***** EXTRACTED INFORMATION *****
PR #313, opened 2019-12-03
Fix #308: Plain CTR_DATA is no longer in status.

### LINKED ISSUE #308: Crypto 3.1: Do not send CTR_DATA in status
The status blob should contain only a hash calculated from `CTR_DATA`, instead of the direct value of the counter:
```java
byte[] CalculateCounterHash(byte[] CTR_DATA) {
    SecretKey KEY_TRANSPORT_CTR = KDF.derive(KEY_TRANSPORT, 4000);
    byte[] CTR_DATA_HASH = KeyConversion.getBytes(KDF_INTERNAL.derive(KEY_TRANSPORT_CTR, CTR_DATA));
    return CTR_DATA_HASH;
}
```

Unfortunately, this change makes the current counter synchronization on mobile clients ineffective. To fix this, we should enhance the status blob with a limited information about the actual counter. Let's call it `CTR_INFO`:

```java
byte CTR_INFO = (byte) (CTR & 0xFF)
```

The mobile client then can synchronize its counter with using the following algorithm:

1. Initial values
   ```java
   byte   local_CTR_INFO = persistentData.CTR_INFO;
   byte[] local_CTR_DATA = persistentData.CTR_DATA;
   byte[] local_CTR_DATA_HASH = CalculateCounterHash(local_CTR_DATA);
   byte   server_CTR_INFO      = statusBlob.CTR_INFO;
   byte[] server_CTR_DATA_HASH = statusBlob.CTR_DATA_HASH;
   ```

1. Determine whether counter is already synchronized
   ```java
   if (local_CTR_INFO == server_CTR_INFO && 
       local_CTR_DATA_HASH.equals(server_CTR_DATA_HASH)) {
       // counter is synchronized, do nothing else...
       return OK;
   }
   ```

1. Determine whether server is ahead:
   ```java
   // This is equal to current impl. We're trying to move local counter close to the server's, 
   // but instead of comparing CTR_DATA, we have to compare CTR_DATA_HASH
   int attempts = 0;
   while (true) {
       // calculate next CTR_DATA and CTR_INFO
       local_CTR_DATA = SHA256(local_CTR_DATA);
       local_CTR_INFO = local_CTR_INFO + 1;
       // calculate next local_CTR_DATA_HASH
       local_CTR_DATA_HASH = CalculateCounterHash(local_CTR_DATA);
       if (local_CTR_DATA_HASH.equals(server_CTR_DATA_HASH) && 
           local_CTR_INFO == server_CTR_INFO) {
           // Hash & Counter equals
           // Keep local_CTR_INFO and local_CTR_DATA in persistent data
           return OK;
       }
       if (++attempts == statusBlob.CTR_LOOK_AHEAD) {
           // We cannot match 
           break;
       }
   }
   ```
   
1. Determine whether client is ahead:
   ```cpp
   // Note that byte is unsigned char. 
   int CalculateCounterDistance(byte local, byte server)
   {
       int L = local;
       int S = server;
       // Calculate possible distances
       int d1 = L - S;
       int d2 = 256 + L - S;
       int d3 = L - (256 + S);
       // Find minimum absolute distance from possible distances
       int d1a = abs(d1);
       int d2a = abs(d2);
       int d3a = abs(d3);
       int distance_abs = min(d1a, min(d2a, d3a));
       // Determine which one is it.
       if (distance_abs == d1a) {
           return d1;
       } else if (distance_abs == d2a) {
           return d2;
       }
       return d3;
   }
   
   int distance = CalculateCounterDistance(local_CTR_INFO, server_CTR_INFO);
   if (distance > 0 && distance < statusBlob.CTR_LOOK_AHEAD) {
       // Client can be synchronized by calculating signature on the server.
       return CALCULATE_SIGN;
   }
   // Client cannot be synchronized.
   return DEADLOCK;
   ```

hvge:


powerauth-java-crypto/src/main/java/io/getlime/security/powerauth/crypto/lib/util/HashBasedCounterUtils.java
```diff
@@ -0,0 +1,110 @@
...
+     * @param expectedCtrData Expected hash based counter.
+     * @param transportKey Transport key.
+     * @return {@code true} in case that received hash equals to hash calculated from counter data.
+     * @throws InvalidKeyException When invalid key is provided.
+     * @throws GenericCryptoException In case key derivation fails.
+     * @throws CryptoProviderException In case cryptography provider is incorrectly initialized.
+     */
+    public boolean verifyHashForHasBasedCounter(byte[] receivedCtrDataHash, byte[] expectedCtrData, SecretKey transportKey)
+            throws CryptoProviderException, InvalidKeyException, GenericCryptoException {
+        if (expectedCtrData == null || expectedCtrData.length != CTR_DATA_LENGTH) {
```
romanstrobl: Let's verify that `transportKey` is not null.

powerauth-java-crypto/src/main/java/io/getlime/security/powerauth/crypto/lib/util/HashBasedCounterUtils.java
```diff
@@ -0,0 +1,110 @@
...
+     * @param ctrData Hash-based counter.
+     * @param transportKey Transport key.
+     * @return Hash calculated from provided hash-based counter.
+     * @throws GenericCryptoException In case that key derivation fails or you provided invalid ctrData.
+     * @throws CryptoProviderException In case cryptography provider is incorrectly initialized.
+     * @throws InvalidKeyException In case that transport key is not valid.
+     */
+    public byte[] calculateHashFromHashBasedCounter(byte[] ctrData, SecretKey transportKey)
+            throws CryptoProviderException, InvalidKeyException, GenericCryptoException {
+        if (ctrData == null || ctrData.length != CTR_DATA_LENGTH) {
```
romanstrobl: Let's also verify that `transportKey` is not null.

powerauth-java-crypto/src/main/java/io/getlime/security/powerauth/crypto/lib/util/HashBasedCounterUtils.java
```diff
@@ -0,0 +1,110 @@
...
+ * and verification of hash based counter over the network.
+ */
+public class HashBasedCounterUtils {
+
+    private final KeyGenerator keyGenerator;
+
+    /**
+     * @param keyGenerator {@link KeyGenerator} instance to be used in the class.
+     */
+    public HashBasedCounterUtils(KeyGenerator keyGenerator) {
```
romanstrobl: Do we really need to pass `KeyGenerator` as parameter? We can just use `keyGenerator = new KeyGenerator` in field initialization, there is no state required to be passed and creating new instance is cheap.

powerauth-java-crypto/src/main/java/io/getlime/security/powerauth/crypto/lib/model/ActivationStatusBlobInfo.java
```diff
@@ -150,18 +151,34 @@ public void setCtrLookAhead(byte ctrLookAhead) {
...
 
     /**
-     * Get counter data.
-     * @return Counter data.
+     * Get least significant byte from the counter.
+     * @return Least significant byte from the counter.
      */
-    public byte[] getCtrData() {
-        return ctrData;
+    public byte getCtrInfo() {
```
romanstrobl: I do not like the `info` word in the method name, it is quite generic. Perhaps we can use something like `getCtrMasked` or `getCtrByte`... maybe you have a better idea.

powerauth-java-crypto/src/main/java/io/getlime/security/powerauth/crypto/lib/util/HashBasedCounterUtils.java
hvge: Removed also from previously added `KeyDerivationUtils`

powerauth-java-crypto/src/main/java/io/getlime/security/powerauth/crypto/lib/model/ActivationStatusBlobInfo.java
hvge: Renamed to `ctrByte` (e.g. `getCtrByte`).

powerauth-java-crypto/src/main/java/io/getlime/security/powerauth/crypto/client/activation/PowerAuthClientActivation.java
```diff
@@ -300,9 +303,26 @@ public ActivationStatusBlobInfo getStatusFromEncryptedBlob(byte[] cStatusBlob, b
...
+     *
+     * @param receivedCtrDataHash Value received from the server, containing hash, calculated from hash based counter.
+     * @param expectedCtrData Expected hash based counter.
+     * @param transportKey Transport key.
+     * @return {@code true} in case that received hash equals to hash calculated from counter data.
+     * @throws InvalidKeyException When invalid key is provided.
+     * @throws GenericCryptoException In case key derivation fails.
+     * @throws CryptoProviderException In case cryptography provider is incorrectly initialized.
+     */
+    public boolean verifyHashForHasBasedCounter(byte[] receivedCtrDataHash, byte[] expectedCtrData, SecretKey transportKey)
```
romanstrobl: Typo: `verifyHashForHasBasedCounter`

powerauth-java-crypto/src/main/java/io/getlime/security/powerauth/crypto/client/activation/PowerAuthClientActivation.java
```diff
@@ -300,9 +303,26 @@ public ActivationStatusBlobInfo getStatusFromEncryptedBlob(byte[] cStatusBlob, b
...
+            throws CryptoProviderException, InvalidKeyException, GenericCryptoException {
+        return new HashBasedCounterUtils().verifyHashForHasBasedCounter(receivedCtrDataHash, expectedCtrData, transportKey);
```
romanstrobl: Typo: `verifyHashForHasBasedCounter`

powerauth-java-crypto/src/main/java/io/getlime/security/powerauth/crypto/lib/util/HashBasedCounterUtils.java
```diff
@@ -0,0 +1,109 @@
...
+     *
+     * @param receivedCtrDataHash Value received from the server, containing hash, calculated from hash based counter.
+     * @param expectedCtrData Expected hash based counter.
+     * @param transportKey Transport key.
+     * @return {@code true} in case that received hash equals to hash calculated from counter data.
+     * @throws InvalidKeyException When invalid key is provided.
+     * @throws GenericCryptoException In case key derivation fails.
+     * @throws CryptoProviderException In case cryptography provider is incorrectly initialized.
+     */
+    public boolean verifyHashForHasBasedCounter(byte[] receivedCtrDataHash, byte[] expectedCtrData, SecretKey transportKey)
```
romanstrobl: Typo: `verifyHashForHasBasedCounter`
*****
> [WHAT TO DO]:
Check every line above for the string "next" and copy those that have it.

> [EXERCISE OUTPUT]:
       // calculate next CTR_DATA and CTR_INFO
       // calculate next local_CTR_DATA_HASH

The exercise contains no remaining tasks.